The main entrypoint command is in main.go, and provides fairly standard boilerplate for CCM.

  1. import the Equinix Metal implementation as import _ "sigs.k8s.io/cloud-provider-equinix-metal/metal":
    1. calls init(), which..
    2. registers the Equinix Metal provider
  2. import the main app from k8s.io/kubernetes/cmd/cloud-controller-manager/app
  3. main():
    1. initialize the command
    2. call command.Execute()

The Equinix Metal-specific logic is in sigs.k8s.io/cloud-provider-equinix-metal/metal, which, as described before, is imported into main.go. The blank import _ is used solely for the side-effects, i.e. to cause the init() function in metal/cloud.go to run before executing the command. This init() registers the Equinix Metal cloud provider via cloudprovider.RegisterCloudProvider, where cloudprovider is aliased to k8s.io/cloud-provider.

The init() step does the following registers the Equinix Metal provider with the name "equinixmetal" and an initializer func, which:

  1. retrieves the Equinix Metal project ID and Equinix Metal secret API token
  2. creates a new packngo.Client
  3. creates a new metal.cloud, passing it the client, so it can interact with the Equinix Metal API
  4. returns the metal.cloud, as it complies with cloudprovider.Interface

The cloudprovider now has a functioning struct that can perform the CCM functionality.

File Structure

The primary entrypoint to the Equinix Metal provider is in cloud.go. This file contains the initialization functions, as above, as well as registers the Equinix Metal provider and sets it up.

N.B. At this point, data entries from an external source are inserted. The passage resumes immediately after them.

PR #725, opened 2018-07-23
Allow files for BIG-IP parameters

sjberman:
Problem: Using the CLI to provide BIG-IP arguments is a security vulnerability, as they are displayed when running 'ps'.

Solution: Allow for users to create and mount files via a Secret, and provide the mount path to the controller. The controller will look in this path for username, password, and url files. If they are not found, it falls back to using the CLI.

### DIFF
--- a/cmd/k8s-bigip-ctlr/main.go
+++ b/cmd/k8s-bigip-ctlr/main.go
@@ -18,6 +18,7 @@ package main
 
 import (
 	"fmt"
+	"io/ioutil"
 	"net/http"
 	"net/url"
 	"os"
@@ -102,6 +103,7 @@ var (
 	bigIPUsername   *string
 	bigIPPassword   *string
 	bigIPPartitions *[]string
+	credsDir        *string
 
 	vxlanMode        string
 	openshiftSDNName *string
@@ -166,6 +168,9 @@ func _init() {
 		"Required, password for the Big-IP user account.")
 	bigIPPartitions = bigIPFlags.StringArray("bigip-partition", []string{},
 		"Required, partition(s) for the Big-IP kubernetes objects.")
+	credsDir = bigIPFlags.String("credentials-directory", "",
+		"Optional, directory that contains the BIG-IP username, password, and/or "+
+			"url files. To be used instead of username, password, and/or url arguments.")
 
 	bigIPFlags.Usage = func() {
 		fmt.Fprintf(os.Stderr, "  BigIP:\n%s\n", bigIPFlags.FlagUsagesWrapped(width))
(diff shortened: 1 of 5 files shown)


cmd/k8s-bigip-ctlr/main.go
```diff
@@ -369,6 +359,77 @@ func verifyArgs() error {
 	return nil
 }
 
+func getCredentials() error {
+	if len(*credsDir) > 0 {
+		var usr, pass, bigipURL string
+		var usrBytes, passBytes, urlBytes []byte
+		var err error
+		if strings.HasSuffix(*credsDir, "/") {
+			usr = *credsDir + "username"
```
f5yacobucci: This won't work with the .spec.volumes[].secret.items key and path functionality. If they place the files deeper into the directory structure or change the name we'll fail. I'm not suggesting we support this but we should call this out as a warning in the docs to NOT do that.

cmd/k8s-bigip-ctlr/main_test.go
```diff
@@ -324,6 +314,43 @@ var _ = Describe("Main Tests", func() {
 			Expect(err).ToNot(BeNil())
 		})
 
+		It("gets credentials from a file", func() {
```
f5yacobucci: We should add an additional test that verifies credentials-directory values supersede the other CLI arguments. Each one should be provided via both methods and make sure that the ones set come from the k8s secrets.

docs/README.rst
```diff
@@ -153,6 +153,23 @@ BIG-IP system
...
+     The :code:`credentials-directory` option is an alternative to using the :code:`bigip-username`, :code:`bigip-password`, or
+     :code:`bigip-url` arguments.
+
+     When you use this argument, the controller looks for three files in the specified directory:
+
+     - "username", "password", and "url"
+
+     If any of these files do not exist, the controller falls back to using the CLI arguments as parameters.
+
+     Each file should contain **only** the username, password, and url, respectively. You can create and mount
```
f5yacobucci: The above comment should be noted here, to *not* use the secret.items functionality.

cmd/k8s-bigip-ctlr/main.go
```diff
@@ -369,6 +359,77 @@ func verifyArgs() error {
...
+			pass = *credsDir + "password"
+			bigipURL = *credsDir + "url"
+		} else {
+			usr = *credsDir + "/username"
+			pass = *credsDir + "/password"
+			bigipURL = *credsDir + "/url"
+		}
+
+		usrBytes, err = ioutil.ReadFile(usr)
```
f5yacobucci: Just an aside, this could be an anonymous function that takes a string and pointer called three times.

cmd/k8s-bigip-ctlr/main.go
```diff
@@ -374,34 +373,32 @@ func getCredentials() error {
...
 		}
 
-		usrBytes, err = ioutil.ReadFile(usr)
-		if err != nil {
-			log.Debug("No username in credentials directory, falling back to CLI argument")
-			if len(*bigIPUsername) == 0 {
-				return fmt.Errorf("BIG-IP username not specified")
+		setField := func(field *string, filename, fieldType string) error {
+			var fileBytes []byte
+			fileBytes, err = ioutil.ReadFile(filename)
```
f5yacobucci: Do you mean to shadow err here? Because of the closure scope err is going to be the memory from outside this function. Might be safer to use := here to make sure we're using an err scoped to this function.

sjberman: go vet won't let me

cmd/k8s-bigip-ctlr/main.go
```diff
@@ -374,34 +373,32 @@ func getCredentials() error {
...
+			if err != nil {
+				log.Debug(fmt.Sprintf(
+					"No %s in credentials directory, falling back to CLI argument", fieldType))
+				if len(*field) == 0 {
+					return fmt.Errorf(fmt.Sprintf("BIG-IP %s not specified", fieldType))
+				}
+			} else {
+				*field = string(fileBytes)
```
f5yacobucci: Isn't a return nil required here?

f5yacobucci: n/m - diff confusion

PR #727, opened 2018-07-26
Config example for credentials directory

sjberman:
Adding deployment config example for how to mount a secret containing BIG-IP information into the controller.


amudukutore:
Please make the changes discussed offline. Thanks.

PR #736, opened 2018-08-23
Support LoadBalancer Service types in addition to NodePort.

maisem:
LoadBalancer and NodePort services behave the same way in the sense that they use a port on the node for traffic ingress. The controller should be able to treat them the same way.

I've tested that this works for NodePort and LoadBalancer service types.

### DIFF
--- a/pkg/appmanager/appManager.go
+++ b/pkg/appmanager/appManager.go
@@ -1527,7 +1527,7 @@ func (appMgr *Manager) updatePoolMembersForNodePort(
 	rsCfg *ResourceConfig,
 	index int,
 ) (bool, string, string) {
-	if svc.Spec.Type == v1.ServiceTypeNodePort {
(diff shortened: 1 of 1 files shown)


karan:
@sjberman - Hi Saylor. Could you please take a look at this PR, or assign it to someone else who could. Greatly appreciate it.

Thanks

f5yacobucci:
Currently we have plans to more completely support type LoadBalancer Services beyond a drop in replacement for NodePort. There are semantic and functional differences between the two types outside of the Node level networking and we see LoadBalancer as a separate yet parallel configuration mechanism that would possibly function quite differently. 

What problem is this MR solving outside of the type support?

ssurenr:
Hi @maisem Could you us send a signed CLA? Guidelines are in https://github.com/F5Networks/k8s-bigip-ctlr/blob/master/CONTRIBUTING.md#contributor-license-agreement

PR #737, opened 2018-08-24
Adds switch to disable ConfigMap processing

caphrim007:
This patch adds a switch to the creation args to instruct CC to
either watch, or not watch, ConfigMap events. The default value
of this switch is `true`; as-in "watch ConfigMaps". This was
the default behavior before this switch was added.


amudukutore:
@caphrim007 - I am adding @sjberman as a reviewer. You will need to run our system tests against this change to make sure the default behavior is unchanged. If you need help getting these tests to run in our environment, I can help.

caphrim007:
@amudukutore I already have

PR #752, opened 2018-09-18
Adds whitelist annotation support to CC

caphrim007:
This patch adds whitelist annotation processing to CC. Whitelist
entries are created as part of L7 policies.

### DIFF
--- a/pkg/appmanager/routing.go
+++ b/pkg/appmanager/routing.go
@@ -186,6 +186,24 @@ func createPolicy(rls Rules, policyName, partition string) *Policy {
 
 	plcy.Rules = rls
 
+	// Check for the existence of the TCP field in the conditions.
+	// This would indicate that a whitelist rule is in the policy
+	// and that we need to add the "tcp" requirement to the policy.
+	requiresTcp := false
+	for _, x := range rls {
+		for _, c := range x.Conditions {
+			if c.Tcp == true {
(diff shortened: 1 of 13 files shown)


pkg/appmanager/routing.go
```diff
@@ -19,17 +19,16 @@ package appmanager
...
 	"sort"
 	"strconv"
 	"strings"
-	"sync"
-
-	log "github.com/F5Networks/k8s-bigip-ctlr/pkg/vlogger"
 
 	routeapi "github.com/openshift/origin/pkg/route/api"
 	"k8s.io/client-go/pkg/apis/extensions/v1beta1"
+	"sync"
```
sjberman: Leave the import statements as they were. Standard go convention for import structure is:

1. standard library
2. third party
3. internal packages

sjberman:
Also, please add this feature to the release notes for the next release.

If you could run the functional tests to verify nothing else was broken, that would be great.

caphrim007:
@sjberman ready for review.

sjberman:
Could you add a small test case(s) to the "merges and sorts rules correctly with matching conditions" unit test in resourceConfig_test.go to verify merging/unmerging of this new rule with existing rules works properly?

caphrim007:
@sjberman ready for review

PR #761, opened 2018-10-04
WIP: Dependency management changes for annotation rules.

ryan-talley:


pkg/appmanager/appManager.go
```diff
@@ -1193,15 +1346,17 @@ func (appMgr *Manager) syncRoutes(
 			_, routeFound, _ := appInf.routeInformer.GetIndexer().GetByKey(routeKey)
 			return !routeFound
 		}
-		_, depsRemoved := appMgr.resources.UpdateDependencies(
+		depsAdded, depsRemoved := appMgr.resources.UpdateDependencies(
 			objKey, objDeps, svcDepKey, routeLookupFunc)
 
+		updateURL, updateApp := processAnnotationDependencies(depsAdded, depsAdded, false)
```
ryan-talley: depsRemved second arg

pkg/appmanager/resourceConfig.go
```diff
@@ -1452,7 +1483,7 @@ func (appMgr *Manager) createRSConfigFromIngress(
 				// the old value is cleaned up. All rules will be unmerged for the pool, but those
 				// that still remain will be re-merged before writing out the final config.
 				// Only deleted annotations will be completely removed.
-				appMgr.ProcessAnnotationRules(&cfg, newPool.Name)
+				//appMgr.ProcessAnnotationRules(&cfg, newPool.Name)
```
ryan-talley: Down below on 1497  where we check if rules already exist, but only if they are not annotation rules we go with the new one. This needs to be changed to now check for annotation rules and if they already exist use the old value, since that means the annotation  has not changed.

ryan-talley: We would also need to check the mergedRules and if that rule name is in it do not add the new rule

pkg/appmanager/appManager.go
```diff
@@ -1145,6 +1146,158 @@ func (appMgr *Manager) syncIngresses(
...
+	}
+
+	var urlUpdate bool
+	if urlAdded.Name != "" && urlRemoved.Name != "" {
+		urlUpdate = true
+		urlRemoved.Name = getRemovedAnnotationRuleNames(urlAdded.Name, urlRemoved.Name, false, obj)
+	} else if urlAdded.Name != "" && urlRemoved.Name == "" {
+		urlUpdate = true
+	} else if urlAdded.Name == "" && urlRemoved.Name != "" {
+		urlRemoved.Name = getRemovedAnnotationRuleNames("", urlRemoved.Name, false, obj)
```
sjberman: These urlRemoved and appRemoved aren't returned from the function; where are they actually used?

pkg/appmanager/resourceConfig.go
```diff
@@ -1512,10 +1543,6 @@ func (appMgr *Manager) createRSConfigFromIngress(
 	}
 
 	log.Debugf("%d whitelist sources", len(whitelistSourceRangeRefs))
-	if len(urlRewriteRefs) > 0 || len(appRootRefs) > 0 || len(whitelistSourceRangeRefs) > 0 {
-		cfg.MergeRules(appMgr.mergedRulesMap)
-	}
```
sjberman: Does this need to be removed? Will this cause us to miss the whitelistSourceRangeRefs case?

ryan-talley: I think this is fine, but I will talk to Tim Rupp about it, since merging rules only really matters when we have the url-rewrite or app-root annotations and this will be called at the end syncRoutes if those annotations are applied.

PR #764, opened 2018-10-09
Whitelist IP support for Routes

sjberman:
Adding support for the whitelist annotation for Routes. This is the same functionality as Ingresses (only allow specific IP access) for certain L7 rules.

### DIFF
--- a/pkg/appmanager/appManager.go
+++ b/pkg/appmanager/appManager.go
@@ -1132,22 +1132,7 @@ func (appMgr *Manager) syncIngresses(
 					}
 				}
 				if dep.Kind == WhitelistDep {
-					for _, pol := range rsCfg.Policies {
-						for _, rl := range pol.Rules {
-							for i, cd := range rl.Conditions {
-								var valueStr string
-								for _, val := range cd.Values {
-									valueStr += val + ","
-								}
-								valueStr = strings.TrimSuffix(valueStr, ",")
-								if valueStr == dep.Name {
-									copy(rl.Conditions[i:], rl.Conditions[i+1:])
-									rl.Conditions[len(rl.Conditions)-1] = nil
-									rl.Conditions = rl.Conditions[:len(rl.Conditions)-1]
-								}
-							}
-						}
-					}
+					rsCfg.deleteWhitelistCondition(dep.Name)
 				}
 			}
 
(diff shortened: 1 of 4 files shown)


pkg/appmanager/appManager.go
```diff
@@ -1320,6 +1320,24 @@ func (appMgr *Manager) syncRoutes(
 						}
 					}
 				}
+				if dep.Kind == WhitelistDep {
```
ryan-talley: Since this is exactly the same as it is in syncIngress lets make this a common function between the two

pkg/appmanager/resourceConfig.go
```diff
@@ -2062,6 +2070,30 @@ func (appMgr *Manager) handleRouteTls(
...
 		rc.MergeRules(appMgr.mergedRulesMap)
 	}
+
+	// Add whitelist conditions to every rule (to prevent access)
+	var whitelistSourceRanges []string
+	if sourceRange, ok := route.ObjectMeta.Annotations[f5VsWhitelistSourceRangeAnnotation]; ok {
+		whitelistSourceRanges = parseWhitelistSourceRangeAnnotations(sourceRange)
+	}
+	if len(whitelistSourceRanges) > 0 {
+		for _, pol := range rc.Policies {
```
ryan-talley: Can we turn this block into a common function as well?

ryan-talley:
See my comments.

pkg/appmanager/resourceConfig.go
sjberman: This block is slightly unique to this function.

ryan-talley:
LGTM

pkg/appmanager/appManager_test.go
```diff
@@ -3484,6 +3484,80 @@ var _ = Describe("AppManager Tests", func() {
...
+						},
+					}
+					route := test.NewRoute("route", "1", namespace, spec,
+						map[string]string{
+							"virtual-server.f5.com/whitelist-source-range": "1.2.3.4/32,5.6.7.8/24",
+						})
+					mockMgr.addRoute(route)
+					spec2 := routeapi.RouteSpec{
+						Host: "bar.com",
+						Path: "/bar",
```
ryan-talley: Test

PR #767, opened 2018-10-13
Changed to debian base container instead of alpine

amudukutore:


sjberman:
There are a couple of additional things that can be removed in relation to the debug container.

https://github.com/F5Networks/k8s-bigip-ctlr/blob/master/build-tools/_build-lib.sh#L23
Makefile debug/dbg-build step
build-tools/build-debug-artifacts.sh
build-tools/dbg-build.sh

The cloud struct itself is created via newCloud(), also in cloud.go. This initializes the struct with the packngo.Client, as well as structs for each of the sub-components that are supported: LoadBalancer and InstancesV2. The specific logic for each of these is contained in its own file:

The other calls to cloud return nil, indicating they are not supported.

Adding Functionality

To add support for additional elements of cloudprovider.Interface

  1. Modify newCloud() in cloud.go to populate the cloud struct, using newX(), e.g. to support Routes(), populate with newRoutes.
  2. Create a file to support the new functionality, with the name of the file matching the functionality, e.g. for Routes, name the file routes.go.
  3. In the new file:
    • Create a type <functionality> struct with at least the client and project properties, as well as any others required, e.g. type routes struct
    • Create a func newX() to create and populate the struct
    • Add necessary func with the correct receiver to implement the new functionality, per cloudprovider.Interface
    • Create a test file for the new file, testing each functionality, e.g. routes_test.go. See the section below on testing.

Testing

By definition, a cloud controller manager is intended to interface with a cloud provider. It would be difficult and expensive to test the CCM against the true Equinix Metal API each time.

To simplify matters, the Equinix Metal CCM leverages packet-api-server to simulate a true Equinix Metal API. All of the tests leverage testGetValidCloud() from cloud_test.go to:

  • launch a simulated Equinix Metal API server that will terminate at the end of tests
  • create an instance of cloud that is configured to connect to the simulated API server
  • create an instance of store.Memory so you can manipulate the "backend data" that the API server returns

To run any test:

  1. vc, backend := testGetValidCloud(t)
  2. use backend to input the seed data you want
  3. call the function under test
  4. check the results, either as the return from the function under test, or as the modified data in the backend

For examples, see devices_test.go or facilities_test.go.